» WHAT THIS TASK INVOLVES
Write down each of the records again, exactly and in full.

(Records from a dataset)
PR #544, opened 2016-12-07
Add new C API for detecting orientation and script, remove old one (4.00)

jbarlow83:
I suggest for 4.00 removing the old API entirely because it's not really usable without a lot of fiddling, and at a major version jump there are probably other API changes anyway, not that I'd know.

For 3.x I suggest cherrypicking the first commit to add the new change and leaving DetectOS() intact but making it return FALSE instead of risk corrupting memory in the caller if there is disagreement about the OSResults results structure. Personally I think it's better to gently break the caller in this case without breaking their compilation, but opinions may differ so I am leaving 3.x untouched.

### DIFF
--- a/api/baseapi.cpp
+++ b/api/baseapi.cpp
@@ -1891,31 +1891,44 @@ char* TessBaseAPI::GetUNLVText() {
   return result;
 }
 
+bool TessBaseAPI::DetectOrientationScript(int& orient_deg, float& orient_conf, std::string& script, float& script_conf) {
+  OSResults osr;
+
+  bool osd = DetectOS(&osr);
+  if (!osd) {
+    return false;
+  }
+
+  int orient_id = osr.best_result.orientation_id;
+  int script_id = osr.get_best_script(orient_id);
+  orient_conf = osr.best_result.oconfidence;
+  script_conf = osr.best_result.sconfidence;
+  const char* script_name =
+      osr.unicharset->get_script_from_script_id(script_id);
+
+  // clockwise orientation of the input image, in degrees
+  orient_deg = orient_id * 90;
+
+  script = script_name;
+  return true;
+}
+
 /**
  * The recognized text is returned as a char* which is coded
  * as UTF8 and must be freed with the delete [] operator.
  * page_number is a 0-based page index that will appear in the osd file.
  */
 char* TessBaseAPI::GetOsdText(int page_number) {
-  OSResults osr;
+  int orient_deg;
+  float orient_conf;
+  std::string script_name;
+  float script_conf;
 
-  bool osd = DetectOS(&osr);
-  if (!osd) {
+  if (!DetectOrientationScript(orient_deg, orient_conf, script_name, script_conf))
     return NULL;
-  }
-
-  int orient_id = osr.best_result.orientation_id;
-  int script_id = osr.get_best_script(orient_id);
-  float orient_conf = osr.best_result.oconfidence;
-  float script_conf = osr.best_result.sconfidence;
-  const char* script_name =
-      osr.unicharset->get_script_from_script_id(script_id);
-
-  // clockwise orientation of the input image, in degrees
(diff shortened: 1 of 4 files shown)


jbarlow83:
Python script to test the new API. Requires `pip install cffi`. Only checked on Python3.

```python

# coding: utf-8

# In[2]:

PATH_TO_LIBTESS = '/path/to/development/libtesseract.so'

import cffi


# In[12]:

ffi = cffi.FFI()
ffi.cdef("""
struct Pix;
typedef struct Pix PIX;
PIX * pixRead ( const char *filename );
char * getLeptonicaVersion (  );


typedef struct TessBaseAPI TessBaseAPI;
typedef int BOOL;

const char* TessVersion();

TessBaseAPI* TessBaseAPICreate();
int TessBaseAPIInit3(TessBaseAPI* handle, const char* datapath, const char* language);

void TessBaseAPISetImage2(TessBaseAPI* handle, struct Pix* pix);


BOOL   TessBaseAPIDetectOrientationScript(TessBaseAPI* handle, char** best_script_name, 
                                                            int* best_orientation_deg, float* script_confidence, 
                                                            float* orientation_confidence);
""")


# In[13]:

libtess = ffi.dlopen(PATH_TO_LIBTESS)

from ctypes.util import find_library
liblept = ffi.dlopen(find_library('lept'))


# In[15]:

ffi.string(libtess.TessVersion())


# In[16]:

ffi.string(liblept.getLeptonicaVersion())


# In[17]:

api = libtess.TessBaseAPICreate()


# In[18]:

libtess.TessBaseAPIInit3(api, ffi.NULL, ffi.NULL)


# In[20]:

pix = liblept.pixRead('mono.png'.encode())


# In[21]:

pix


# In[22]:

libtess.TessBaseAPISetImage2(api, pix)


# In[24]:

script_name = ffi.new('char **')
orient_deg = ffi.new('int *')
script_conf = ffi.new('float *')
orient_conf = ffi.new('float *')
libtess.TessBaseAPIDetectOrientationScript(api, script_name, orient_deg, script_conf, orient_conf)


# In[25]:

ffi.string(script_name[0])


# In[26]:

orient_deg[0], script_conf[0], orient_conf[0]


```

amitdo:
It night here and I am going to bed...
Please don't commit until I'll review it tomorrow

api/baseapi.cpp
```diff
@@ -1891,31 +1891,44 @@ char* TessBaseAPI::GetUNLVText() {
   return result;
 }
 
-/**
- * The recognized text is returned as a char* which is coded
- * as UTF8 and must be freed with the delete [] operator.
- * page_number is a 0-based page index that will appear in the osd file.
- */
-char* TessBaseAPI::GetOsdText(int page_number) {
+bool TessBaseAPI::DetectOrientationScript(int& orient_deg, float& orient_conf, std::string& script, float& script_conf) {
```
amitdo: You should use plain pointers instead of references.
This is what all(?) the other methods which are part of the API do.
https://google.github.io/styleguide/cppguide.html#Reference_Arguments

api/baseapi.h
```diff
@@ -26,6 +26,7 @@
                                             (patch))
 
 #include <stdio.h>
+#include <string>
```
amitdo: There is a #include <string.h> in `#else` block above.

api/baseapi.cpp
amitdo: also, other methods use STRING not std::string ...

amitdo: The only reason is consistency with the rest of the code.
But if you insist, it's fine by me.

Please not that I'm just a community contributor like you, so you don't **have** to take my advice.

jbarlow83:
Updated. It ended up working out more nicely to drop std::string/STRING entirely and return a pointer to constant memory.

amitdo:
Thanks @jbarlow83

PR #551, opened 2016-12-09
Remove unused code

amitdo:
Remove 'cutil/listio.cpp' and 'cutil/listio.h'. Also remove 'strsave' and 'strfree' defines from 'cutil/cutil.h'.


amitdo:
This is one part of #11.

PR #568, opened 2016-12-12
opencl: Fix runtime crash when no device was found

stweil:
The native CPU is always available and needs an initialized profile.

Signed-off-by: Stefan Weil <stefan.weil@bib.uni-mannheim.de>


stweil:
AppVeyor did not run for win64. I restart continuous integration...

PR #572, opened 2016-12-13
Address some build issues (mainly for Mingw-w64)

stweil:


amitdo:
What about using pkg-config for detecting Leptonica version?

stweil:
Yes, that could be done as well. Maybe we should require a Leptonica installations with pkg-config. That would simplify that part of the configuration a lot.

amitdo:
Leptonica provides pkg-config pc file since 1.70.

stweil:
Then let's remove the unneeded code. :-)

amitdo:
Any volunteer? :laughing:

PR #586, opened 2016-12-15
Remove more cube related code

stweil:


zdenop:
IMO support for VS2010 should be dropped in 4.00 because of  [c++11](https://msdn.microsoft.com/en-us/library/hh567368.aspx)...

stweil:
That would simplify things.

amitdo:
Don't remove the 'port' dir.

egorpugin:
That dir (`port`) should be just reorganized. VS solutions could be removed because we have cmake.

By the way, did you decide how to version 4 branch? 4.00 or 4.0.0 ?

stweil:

» EXERCISE OUTPUT
PR #544, opened 2016-12-07
Add new C API for detecting orientation and script, remove old one (4.00)

jbarlow83:
I suggest for 4.00 removing the old API entirely because it's not really usable without a lot of fiddling, and at a major version jump there are probably other API changes anyway, not that I'd know.

For 3.x I suggest cherrypicking the first commit to add the new change and leaving DetectOS() intact but making it return FALSE instead of risk corrupting memory in the caller if there is disagreement about the OSResults results structure. Personally I think it's better to gently break the caller in this case without breaking their compilation, but opinions may differ so I am leaving 3.x untouched.

### DIFF
--- a/api/baseapi.cpp
+++ b/api/baseapi.cpp
@@ -1891,31 +1891,44 @@ char* TessBaseAPI::GetUNLVText() {
   return result;
 }
 
+bool TessBaseAPI::DetectOrientationScript(int& orient_deg, float& orient_conf, std::string& script, float& script_conf) {
+  OSResults osr;
+
+  bool osd = DetectOS(&osr);
+  if (!osd) {
+    return false;
+  }
+
+  int orient_id = osr.best_result.orientation_id;
+  int script_id = osr.get_best_script(orient_id);
+  orient_conf = osr.best_result.oconfidence;
+  script_conf = osr.best_result.sconfidence;
+  const char* script_name =
+      osr.unicharset->get_script_from_script_id(script_id);
+
+  // clockwise orientation of the input image, in degrees
+  orient_deg = orient_id * 90;
+
+  script = script_name;
+  return true;
+}
+
 /**
  * The recognized text is returned as a char* which is coded
  * as UTF8 and must be freed with the delete [] operator.
  * page_number is a 0-based page index that will appear in the osd file.
  */
 char* TessBaseAPI::GetOsdText(int page_number) {
-  OSResults osr;
+  int orient_deg;
+  float orient_conf;
+  std::string script_name;
+  float script_conf;
 
-  bool osd = DetectOS(&osr);
-  if (!osd) {
+  if (!DetectOrientationScript(orient_deg, orient_conf, script_name, script_conf))
     return NULL;
-  }
-
-  int orient_id = osr.best_result.orientation_id;
-  int script_id = osr.get_best_script(orient_id);
-  float orient_conf = osr.best_result.oconfidence;
-  float script_conf = osr.best_result.sconfidence;
-  const char* script_name =
-      osr.unicharset->get_script_from_script_id(script_id);
-
-  // clockwise orientation of the input image, in degrees
(diff shortened: 1 of 4 files shown)


jbarlow83:
Python script to test the new API. Requires `pip install cffi`. Only checked on Python3.

```python

# coding: utf-8

# In[2]:

PATH_TO_LIBTESS = '/path/to/development/libtesseract.so'

import cffi


# In[12]:

ffi = cffi.FFI()
ffi.cdef("""
struct Pix;
typedef struct Pix PIX;
PIX * pixRead ( const char *filename );
char * getLeptonicaVersion (  );


typedef struct TessBaseAPI TessBaseAPI;
typedef int BOOL;

const char* TessVersion();

TessBaseAPI* TessBaseAPICreate();
int TessBaseAPIInit3(TessBaseAPI* handle, const char* datapath, const char* language);

void TessBaseAPISetImage2(TessBaseAPI* handle, struct Pix* pix);


BOOL   TessBaseAPIDetectOrientationScript(TessBaseAPI* handle, char** best_script_name, 
                                                            int* best_orientation_deg, float* script_confidence, 
                                                            float* orientation_confidence);
""")


# In[13]:

libtess = ffi.dlopen(PATH_TO_LIBTESS)

from ctypes.util import find_library
liblept = ffi.dlopen(find_library('lept'))


# In[15]:

ffi.string(libtess.TessVersion())


# In[16]:

ffi.string(liblept.getLeptonicaVersion())


# In[17]:

api = libtess.TessBaseAPICreate()


# In[18]:

libtess.TessBaseAPIInit3(api, ffi.NULL, ffi.NULL)


# In[20]:

pix = liblept.pixRead('mono.png'.encode())


# In[21]:

pix


# In[22]:

libtess.TessBaseAPISetImage2(api, pix)


# In[24]:

script_name = ffi.new('char **')
orient_deg = ffi.new('int *')
script_conf = ffi.new('float *')
orient_conf = ffi.new('float *')
libtess.TessBaseAPIDetectOrientationScript(api, script_name, orient_deg, script_conf, orient_conf)


# In[25]:

ffi.string(script_name[0])


# In[26]:

orient_deg[0], script_conf[0], orient_conf[0]


```

amitdo:
It night here and I am going to bed...
Please don't commit until I'll review it tomorrow

api/baseapi.cpp
```diff
@@ -1891,31 +1891,44 @@ char* TessBaseAPI::GetUNLVText() {
   return result;
 }
 
-/**
- * The recognized text is returned as a char* which is coded
- * as UTF8 and must be freed with the delete [] operator.
- * page_number is a 0-based page index that will appear in the osd file.
- */
-char* TessBaseAPI::GetOsdText(int page_number) {
+bool TessBaseAPI::DetectOrientationScript(int& orient_deg, float& orient_conf, std::string& script, float& script_conf) {
```
amitdo: You should use plain pointers instead of references.
This is what all(?) the other methods which are part of the API do.
https://google.github.io/styleguide/cppguide.html#Reference_Arguments

api/baseapi.h
```diff
@@ -26,6 +26,7 @@
                                             (patch))
 
 #include <stdio.h>
+#include <string>
```
amitdo: There is a #include <string.h> in `#else` block above.

api/baseapi.cpp
amitdo: also, other methods use STRING not std::string ...

amitdo: The only reason is consistency with the rest of the code.
But if you insist, it's fine by me.

Please not that I'm just a community contributor like you, so you don't **have** to take my advice.

jbarlow83:
Updated. It ended up working out more nicely to drop std::string/STRING entirely and return a pointer to constant memory.

amitdo:
Thanks @jbarlow83

PR #551, opened 2016-12-09
Remove unused code

amitdo:
Remove 'cutil/listio.cpp' and 'cutil/listio.h'. Also remove 'strsave' and 'strfree' defines from 'cutil/cutil.h'.


amitdo:
This is one part of #11.

PR #568, opened 2016-12-12
opencl: Fix runtime crash when no device was found

stweil:
The native CPU is always available and needs an initialized profile.

Signed-off-by: Stefan Weil <stefan.weil@bib.uni-mannheim.de>


stweil:
AppVeyor did not run for win64. I restart continuous integration...

PR #572, opened 2016-12-13
Address some build issues (mainly for Mingw-w64)

stweil:


amitdo:
What about using pkg-config for detecting Leptonica version?

stweil:
Yes, that could be done as well. Maybe we should require a Leptonica installations with pkg-config. That would simplify that part of the configuration a lot.

amitdo:
Leptonica provides pkg-config pc file since 1.70.

stweil:
Then let's remove the unneeded code. :-)

amitdo:
Any volunteer? :laughing:

PR #586, opened 2016-12-15
Remove more cube related code

stweil:


zdenop:
IMO support for VS2010 should be dropped in 4.00 because of  [c++11](https://msdn.microsoft.com/en-us/library/hh567368.aspx)...

stweil:
That would simplify things.

amitdo:
Don't remove the 'port' dir.

egorpugin:
That dir (`port`) should be just reorganized. VS solutions could be removed because we have cmake.

By the way, did you decide how to version 4 branch? 4.00 or 4.0.0 ?

stweil:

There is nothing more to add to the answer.